> _WORK INSTRUCTION_: All entries below are to be copied precisely as they appear.

> _THE INPUT_:

PR #7812, opened 2024-12-12
fix(semantic): missing references when `export {}` references a type-only binding and a normal

hyfdev:
https://playground.oxc.rs/#eNpdTzEOgzAM/AryzFAqdUHq2rlD1YklUIMihTiyTQGh/L0BBEMn31l35/MCDZTQkBfNXmRE3xbHQKzZPSsqX3mcNrZkOgfcJU+mIPmfPEIOBOUCPPh1yOzVTFAqD5iDs14PLA0FPMnc1+QOpmy8tMT9vog5BMOCnAITXkMOfCq3BajhDtMFQLleihskRUMf7HDtkkhvvW3tYU7vKpN7OBpX8xe5JkmVWuMEY4w/P71iMw==

Current:

image

Expected:

https://babeljs.io/repl#?browsers=&build=&builtIns=false&corejs=false&spec=false&loose=false&code_lz=MYewdgzgLgBAKiAhtAagSwKYHcAOIBOsAvDAIwBQ5UAnjhvEtAAr4g4QwkXkYAeehGAG8YNOg2RQWbCABoJqTLgKwAvkA&debug=false&forceAllTransforms=false&modules=false&shippedProposals=false&evaluate=false&fileSize=false&timeTravel=false&sourceType=module&lineWrap=true&presets=env%2Ctypescript&prettier=false&targets=&version=7.26.4&externalPlugins=&assumptions=%7B%7D

image


crates/oxc_semantic/src/builder.rs
```diff
@@ -2016,9 +2013,7 @@ impl<'a> SemanticBuilder<'a> {
                 self.class_table_builder.pop_class();
             }
             AstKind::ExportSpecifier(_) => {
-                if !self.current_reference_flags.is_type_only() {
-                    self.current_reference_flags = ReferenceFlags::empty();
-                }
+                self.current_reference_flags = ReferenceFlags::empty();
```
hyf0, line 2016: Should I use

```
s.export_kind.is_type()
                    || matches!(self.nodes.parent_kind(self.current_node_id), Some(AstKind::ExportNamedDeclaration(decl)) if decl.export_kind.is_type())
```

and only `self.current_reference_flag-=ReferenceFlags::Type`.

crates/oxc_semantic/src/builder.rs
```diff
@@ -1845,13 +1845,10 @@ impl<'a> SemanticBuilder<'a> {
         /* cfg */
 
         match kind {
-            AstKind::ExportNamedDeclaration(decl) => {
```
hyf0, line 1848: Should I also remove `AstKind::ExportNamedDeclaration` in leave kind?

crates/oxc_semantic/src/builder.rs
Dunqing: We may need to handle this in `visit_export_specifier`; I think checking the parental `ExportNamedDeclaration` every time here is inefficient. 

You can refer https://github.com/oxc-project/oxc/blob/877a83a81bdf93dcb890df174132cfff381a58d1/crates/oxc_semantic/src/builder.rs#L1777-L1812 to do that

hyf0: Yeah. I thought of this too. But it seems can't be done to check `if previous item is a type` to determine if this item is a type. You have to check it's parent.

Maybe we could store the check result of ` parental ExportNamedDeclaration`? But that would lead to add a extra field. To reduce changes, I didn't do it in the first place.

hyf0:
All tests pass now. I handle this PR over to you, feel free to add necessary changes.

crates/oxc_semantic/src/builder.rs
Dunqing: It seems to work as well if you revert this and remove `|| matches!(self.nodes.parent_kind(self.current_node_id), Some(AstKind::ExportNamedDeclaration(decl)) if decl.export_kind.is_type())` in `ExportSpecifier`

hyf0: Feel free to modify the PR directly if you think it's more efficient.

Dunqing:
Similar to #7183, waiting for a solution from it

Dunqing:
Just formatted comments and added two tests. Merging it, I will make a small refactor for it later.

Dunqing:
### Merge activity

* **Dec 12, 9:25 AM EST**: The merge label '0-merge' was detected. This PR will be added to the [Graphite merge queue](https://app.graphite.dev/merges?org=oxc-project&repo=oxc) once it meets the requirements.

Dunqing (approved):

> _SOLUTION TO THE PROBLEM_:
PR #7812, opened 2024-12-12
fix(semantic): missing references when `export {}` references a type-only binding and a normal

hyfdev:
https://playground.oxc.rs/#eNpdTzEOgzAM/AryzFAqdUHq2rlD1YklUIMihTiyTQGh/L0BBEMn31l35/MCDZTQkBfNXmRE3xbHQKzZPSsqX3mcNrZkOgfcJU+mIPmfPEIOBOUCPPh1yOzVTFAqD5iDs14PLA0FPMnc1+QOpmy8tMT9vog5BMOCnAITXkMOfCq3BajhDtMFQLleihskRUMf7HDtkkhvvW3tYU7vKpN7OBpX8xe5JkmVWuMEY4w/P71iMw==

Current:

image

Expected:

https://babeljs.io/repl#?browsers=&build=&builtIns=false&corejs=false&spec=false&loose=false&code_lz=MYewdgzgLgBAKiAhtAagSwKYHcAOIBOsAvDAIwBQ5UAnjhvEtAAr4g4QwkXkYAeehGAG8YNOg2RQWbCABoJqTLgKwAvkA&debug=false&forceAllTransforms=false&modules=false&shippedProposals=false&evaluate=false&fileSize=false&timeTravel=false&sourceType=module&lineWrap=true&presets=env%2Ctypescript&prettier=false&targets=&version=7.26.4&externalPlugins=&assumptions=%7B%7D

image


crates/oxc_semantic/src/builder.rs
```diff
@@ -2016,9 +2013,7 @@ impl<'a> SemanticBuilder<'a> {
                 self.class_table_builder.pop_class();
             }
             AstKind::ExportSpecifier(_) => {
-                if !self.current_reference_flags.is_type_only() {
-                    self.current_reference_flags = ReferenceFlags::empty();
-                }
+                self.current_reference_flags = ReferenceFlags::empty();
```
hyf0, line 2016: Should I use

```
s.export_kind.is_type()
                    || matches!(self.nodes.parent_kind(self.current_node_id), Some(AstKind::ExportNamedDeclaration(decl)) if decl.export_kind.is_type())
```

and only `self.current_reference_flag-=ReferenceFlags::Type`.

crates/oxc_semantic/src/builder.rs
```diff
@@ -1845,13 +1845,10 @@ impl<'a> SemanticBuilder<'a> {
         /* cfg */
 
         match kind {
-            AstKind::ExportNamedDeclaration(decl) => {
```
hyf0, line 1848: Should I also remove `AstKind::ExportNamedDeclaration` in leave kind?

crates/oxc_semantic/src/builder.rs
Dunqing: We may need to handle this in `visit_export_specifier`; I think checking the parental `ExportNamedDeclaration` every time here is inefficient. 

You can refer https://github.com/oxc-project/oxc/blob/877a83a81bdf93dcb890df174132cfff381a58d1/crates/oxc_semantic/src/builder.rs#L1777-L1812 to do that

hyf0: Yeah. I thought of this too. But it seems can't be done to check `if previous item is a type` to determine if this item is a type. You have to check it's parent.

Maybe we could store the check result of ` parental ExportNamedDeclaration`? But that would lead to add a extra field. To reduce changes, I didn't do it in the first place.

hyf0:
All tests pass now. I handle this PR over to you, feel free to add necessary changes.

crates/oxc_semantic/src/builder.rs
Dunqing: It seems to work as well if you revert this and remove `|| matches!(self.nodes.parent_kind(self.current_node_id), Some(AstKind::ExportNamedDeclaration(decl)) if decl.export_kind.is_type())` in `ExportSpecifier`

hyf0: Feel free to modify the PR directly if you think it's more efficient.

Dunqing:
Similar to #7183, waiting for a solution from it

Dunqing:
Just formatted comments and added two tests. Merging it, I will make a small refactor for it later.

Dunqing:
### Merge activity

* **Dec 12, 9:25 AM EST**: The merge label '0-merge' was detected. This PR will be added to the [Graphite merge queue](https://app.graphite.dev/merges?org=oxc-project&repo=oxc) once it meets the requirements.

Dunqing (approved):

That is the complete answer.